- What you have to do -
From the entries below, copy every line that has the word "opened".

Stored data entries
((

Issue #2179, opened 2025-01-14
Fix compiler warnings in build job


manavortex:
To improve the code base's quality, we should get a grip on those pesky warnings with every build 

⚠️ Attention:
> If you want to set a default value, do it via (Post)Constructor 
> ~ @seberoth ([discord](https://discord.com/channels/717692382849663036/717720094196760760/1315237977886162974))

To clarify, this is about the long list of these:
```log
Warning: D:\a\WolvenKit\WolvenKit\WolvenKit.RED4\Types\Primitives\CArrayBase.cs(167,16): warning CS8767: Nullability of reference types in type of parameter 'item' of 'int CArrayBase<T>.Add(object item)' doesn't match implicitly implemented member 'int IList.Add(object? value)' (possibly because of nullability attributes). [D:\a\WolvenKit\WolvenKit\WolvenKit.RED4\WolvenKit.RED4.csproj]
Warning: D:\a\WolvenKit\WolvenKit\WolvenKit.RED4\Types\Primitives\CArrayBase.cs(225,17): warning CS8767: Nullability of reference types in type of parameter 'value' of 'bool CArrayBase<T>.Contains(object value)' doesn't match implicitly implemented member 'bool IList.Contains(object? value)' (possibly because of nullability attributes). [D:\a\WolvenKit\WolvenKit\WolvenKit.RED4\WolvenKit.RED4.csproj]
```

PR #2180, opened 2025-01-14
refactor: fix compiler warnings (part 1)

manavortex:
# refactor: fix compiler warnings (part 1)

- Applied a bunch of code style recommendations (per-folder, in their own commits)
- Fixed a bunch of compiler nullability warnings

I recommend reviewing by-commit. Only the last commit contains manual changes :)

Part 1 for #2179

### DIFF
--- a/WolvenKit.RED4/Archive/IO/CR2WReader.cs
+++ b/WolvenKit.RED4/Archive/IO/CR2WReader.cs
@@ -100,14 +100,14 @@ public partial class CR2WReader : Red4Reader
 
             var propRedType = RedReflection.GetRedTypeFromCSType(prop.Type, prop.Flags);
 
-            if (redTypeName != CName.Empty && propRedType != redTypeName)
+            if (redTypeName.GetResolvedText() is string s && propRedType != redTypeName)
             {
-                if (TryReadValue(redTypeName!, size, out value))
+                if (TryReadValue(s, size, out value))
                 {
-                    var args = new InvalidRTTIEventArgs(fullName, propRedType, redTypeName!, value);
+                    var args = new InvalidRTTIEventArgs(fullName, propRedType, s, value);
                     if (!HandleParsingError(args))
                     {
-                        throw new InvalidRTTIException(fullName, propRedType, redTypeName!);
+                        throw new InvalidRTTIException(fullName, propRedType, s);
                     }
 
                     SetProperty(cls, prop.RedName, args.Value);
--- a/WolvenKit.RED4/Archive/IO/CR2WReader.cs
+++ b/WolvenKit.RED4/Archive/IO/CR2WReader.cs
@@ -100,14 +100,14 @@ public partial class CR2WReader : Red4Reader
 
             var propRedType = RedReflection.GetRedTypeFromCSType(prop.Type, prop.Flags);
 
-            if (propRedType != redTypeName)
+            if (redTypeName != CName.Empty && propRedType != redTypeName)
             {
                 if (TryReadValue(redTypeName!, size, out value))
                 {
-                    var args = new InvalidRTTIEventArgs(fullName, propRedType, redTypeName, value);
+                    var args = new InvalidRTTIEventArgs(fullName, propRedType, redTypeName!, value);
                     if (!HandleParsingError(args))
                     {
-                        throw new InvalidRTTIException(fullName, propRedType, redTypeName);
+                        throw new InvalidRTTIException(fullName, propRedType, redTypeName!);
                     }
 
                     SetProperty(cls, prop.RedName, args.Value);
--- a/WolvenKit.RED4/Archive/IO/RedPackageReader.cs
+++ b/WolvenKit.RED4/Archive/IO/RedPackageReader.cs
@@ -3,6 +3,7 @@ using System.Text;
 using WolvenKit.Core.Extensions;
 using WolvenKit.Core.Interfaces;
 using WolvenKit.RED4.Archive.Buffer;
+using WolvenKit.RED4.Archive.CR2W;
 using WolvenKit.RED4.IO;
 using WolvenKit.RED4.Types;
 using WolvenKit.RED4.Types.Exceptions;
@@ -53,9 +54,9 @@ public partial class RedPackageReader : Red4Reader
 
                 var propRedType = RedReflection.GetRedTypeFromCSType(prop.Type, prop.Flags);
 
-                if (propRedType != redTypeName)
+                if (redTypeName != CName.Empty && propRedType != redTypeName)
                 {
-                    if (TryReadValue(varName, redTypeName, compiledPropertyData, out value))
+                    if (TryReadValue(varName, redTypeName!, compiledPropertyData, out value))
                     {
                         var args = new InvalidRTTIEventArgs(fullName, propRedType, redTypeName!, value);
                         if (!HandleParsingError(args))
--- a/WolvenKit.RED4/Archive/IO/RedPackageReader.cs
+++ b/WolvenKit.RED4/Archive/IO/RedPackageReader.cs
@@ -54,14 +54,14 @@ public partial class RedPackageReader : Red4Reader
 
                 var propRedType = RedReflection.GetRedTypeFromCSType(prop.Type, prop.Flags);
 
-                if (redTypeName != CName.Empty && propRedType != redTypeName)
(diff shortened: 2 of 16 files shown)


rfuzzo (changes requested):
most of these are not warnings, but suggestions. I don't think we need these

manavortex:
the first bunch of commits, yes. I remember that we wanted to stick to code conventions more? Also, I already changed it, so un-changing it is more work at this point. 
I can do that if you want me to.

rfuzzo:
I wouldn't want to merge the suggestions, no. We could look at a PR that only addresses warnings in a separate one, but I don't see it as high priority rn.

rfuzzo:
thanks for leaving out the suggestions. There's still a bunch of logic changes that I'd need to review, and I'm not really sure we need them if nothing is broken. Seems a bit risky

rfuzzo:
Will take time to go over everything

WolvenKit.RED4/Archive/IO/CR2WReader.cs
```diff
@@ -100,14 +100,14 @@ public bool ReadVariable(RedBaseClass cls, ExtendedTypeInfo typeInfo)
 
             var propRedType = RedReflection.GetRedTypeFromCSType(prop.Type, prop.Flags);
 
-            if (propRedType != redTypeName)
+            if (redTypeName != CName.Empty && propRedType != redTypeName)
```
rfuzzo, line 103: This changes serialization logic (the string check), why?

WolvenKit.RED4/Archive/IO/RedPackageReader.cs
```diff
@@ -53,9 +54,9 @@ public override void ReadClass(RedBaseClass cls, uint size)
 
                 var propRedType = RedReflection.GetRedTypeFromCSType(prop.Type, prop.Flags);
 
-                if (propRedType != redTypeName)
+                if (redTypeName != CName.Empty && propRedType != redTypeName)
```
rfuzzo, line 57: Same here, why the additional check?

WolvenKit.RED4/Types/ClassesExt/Appendix/CMaterialInstance.cs
```diff
@@ -8,13 +8,15 @@ public partial class CMaterialInstance : IRedAppendix
...
+        get => GetPropertyValue<CArray<CKeyValuePair>>()!; // set in PostConstruct, so not nullable
         set => SetPropertyValue<CArray<CKeyValuePair>>(value);
+
     }
 
     partial void PostConstruct()
     {
-        Values = new CArray<CKeyValuePair>();
+        Values = [];
+        Metadata ??= new SerializationDeferredDataBuffer();
```
rfuzzo, line 19: Why this change?

WolvenKit.RED4/Types/ClassesExt/appearanceAppearanceDefinition.cs
```diff
@@ -12,7 +12,9 @@ public partial class appearanceAppearanceDefinition
     [REDProperty(IsIgnored = true)]
     public CArray<entIComponent> Components
     {
-        get => GetPropertyValue<CArray<entIComponent>>();
-        set => SetPropertyValue<CArray<entIComponent>>(value);
+        get => GetPropertyValue<CArray<entIComponent>>()!; // set in PostConstruct, so not nullable
+        set => SetPropertyValue(value);
     }
+
+    partial void PostConstruct() => Components ??= [];
```
rfuzzo, line 19: Why this change? It could have unforeseen consequences

WolvenKit.RED4/Types/ClassesExt/entEntityTemplate.cs
```diff
@@ -7,15 +7,22 @@ public partial class entEntityTemplate
...
     [REDProperty(IsIgnored = true)]
     public CArray<entIComponent> Components
     {
-        get => GetPropertyValue<CArray<entIComponent>>();
+        get => GetPropertyValue<CArray<entIComponent>>()!; // set in PostConstruct, so not nullable
         set => SetPropertyValue<CArray<entIComponent>>(value);
     }
+
+
+    partial void PostConstruct()
```
rfuzzo, line 23: Same here, changes serialization logic

rfuzzo (changes requested):

WolvenKit.RED4/Types/ClassesExt/Appendix/CMaterialInstance.cs
manavortex: Type checking. The property is not nullable, but it's not necessary initialized, and I actually ran into an exception about this.

WolvenKit.RED4/Types/ClassesExt/appearanceAppearanceDefinition.cs
manavortex: Same as above - it's not annotated as nullable, but the object can leave the constructor with the property not having been set.

WolvenKit.RED4/Types/ClassesExt/entEntityTemplate.cs
manavortex: but enforces type safety. Entity shouldn't be null, nor should components - not even if serializing. Pretty sure the serializer assigns empty objects there if they are?

WolvenKit.RED4/Archive/IO/CR2WReader.cs
manavortex: because we can't set a property from an empty string, it'll throw exceptions.

WolvenKit.RED4/Archive/IO/RedPackageReader.cs
manavortex: Same reason, empty string is not a valid key here

WolvenKit.RED4/Archive/IO/CR2WReader.cs
seberoth: `redTypeName != CName.Empty` isn't a nullable check.
`CName` is a value type and can't be null (also CName.Empty isn't null either (it's 0), so doesn't make sense here). 
Whats giving the warning is the exception constructor (or `TryReadValue`) which wants a string. It tries to convert the CName to string via implicit conversion which can yield null (unresolveable string).

Adding the `!` below (as you did) should be enough, since impossible that the string can't be resolved at this point.

Same for the other below

manavortex: Thanks, Seb <3

WolvenKit.RED4/Types/ClassesExt/Appendix/CMaterialInstance.cs
seberoth: General Info (not specialy for `CMaterialInstance`)

Changing the "default" value from `null` to `new()` indeed changes how the CR2W is written.
It compares the set value to the default one and if it is default, the property doesn't get written at all.

So the logic changes from:
If it's null, it doesn't get written
If it's a buffer (even a empty one) it gets written.

To:
If it's null, it would try to write that (don't know what would happen then currently)
If it's a empty buffer, it won't get written
If it's a filled buffer, it gets written.

So in theory such things can break in engine. 

If these warning annoys you, should probably disable them for `ClassesExt` via `.editorconfig` like in `Classes`

manavortex: OK, I get that it has side effects. My dilemma here is that I kind of want these properties to be initialized inside of WKit, because without this change I am constantly initializing them by hand (every time after creating a new material e.g.)

Should I define them in the initialization again, or what would be the engine-proof solution here?

seberoth: Easiest (without changing the logic) would probably be creating a factory (helper) for them (i.e in .Common / .ModKit)?
Which yields you the classes as you need them the most?

rfuzzo: For such cases like creating new materials you do indeed need to create new objects yeah, because null here is a valid value for the cr2w

manavortex: OK, I'll see that I try and create a factory here then

rfuzzo (approved):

))

- Answer to this exercise -
Issue #2179, opened 2025-01-14
PR #2180, opened 2025-01-14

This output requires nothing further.